When Under Armor (UAA) reported 3 cents a share on sales of $1.35 billion, the company missed analyst forecasts by $1.34 billion; shares rose 3.4%. The company lowered its earnings forecast for fiscal 2023, citing more product advertising and a stronger currency. Earlier this year, analysts endorsed the stock, saying the company’s decision to focus on fewer goods should help it boost its profit margin. Since the suggestion, the share price has dropped 38%.

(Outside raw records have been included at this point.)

PR #471, opened 2025-08-05
Add a save icon for the Copilot Chat debug view

pierceboggan:
This PR adds a save icon to the Copilot Chat log that opens after clicking an entry in the Copilot Chat debug view. The save experience defaults to using .md rather than .copilotmd (which GitHub does not like as an attachment).

image

This allows faster bug reporting from Chat logs.

### DIFF
--- a/src/extension/log/vscode-node/requestLogTree.ts
+++ b/src/extension/log/vscode-node/requestLogTree.ts
@@ -22,6 +22,7 @@ import { IExtensionContribution } from '../../common/contributions';
 const showHtmlCommand = 'vscode.copilot.chat.showRequestHtmlItem';
 const exportLogItemCommand = 'github.copilot.chat.debug.exportLogItem';
 const exportPromptArchiveCommand = 'github.copilot.chat.debug.exportPromptArchive';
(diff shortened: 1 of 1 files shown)


roblourens:
> rather than .copilotmd (which GitHub does not like as an attachment).

They just changed this :) https://vscodeteam.slack.com/archives/C03K6481BNV/p1754907742801079?thread_ts=1754563889.190279&cid=C03K6481BNV

I don't see this button, I think this PR is missing a package.json entry?

src/extension/log/vscode-node/requestLogTree.ts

After a quarterly loss of 11 cents per share, Match Group’s (MTCH) stock fell 21% as the company reported revenue of $795 million, far below expectations of $804 million. In its midpoint forecast, the company expects revenues of $795 million, representing no gain over the previous year.
Shares in an electric car and battery systems maker Proterra (PTRA) jumped 5.3 percent after the company reported a loss of 18 cents a share, less than forecasts for a 38-cent loss on U.S. revenue. $74.6 million, above expectations of $70.3 million. According to analysts, increasing the use of electric cars will help Proterra, which was suggested in January this year. However, since the January 7 recommendation, the stock has fallen 36%.
After the deal posted earnings of $1.93 per share, beating projections of $1.88, with revenues of $1.45 billion above expectations, FMC (FMC) shares rose 0.1 % in negotiations. To offset the rising expenses, the company raised farmers’ prices of its pesticide products. According to analysts, FMC will raise prices to cover its costs in March. Since the March 10 call, the stock has risen 12%.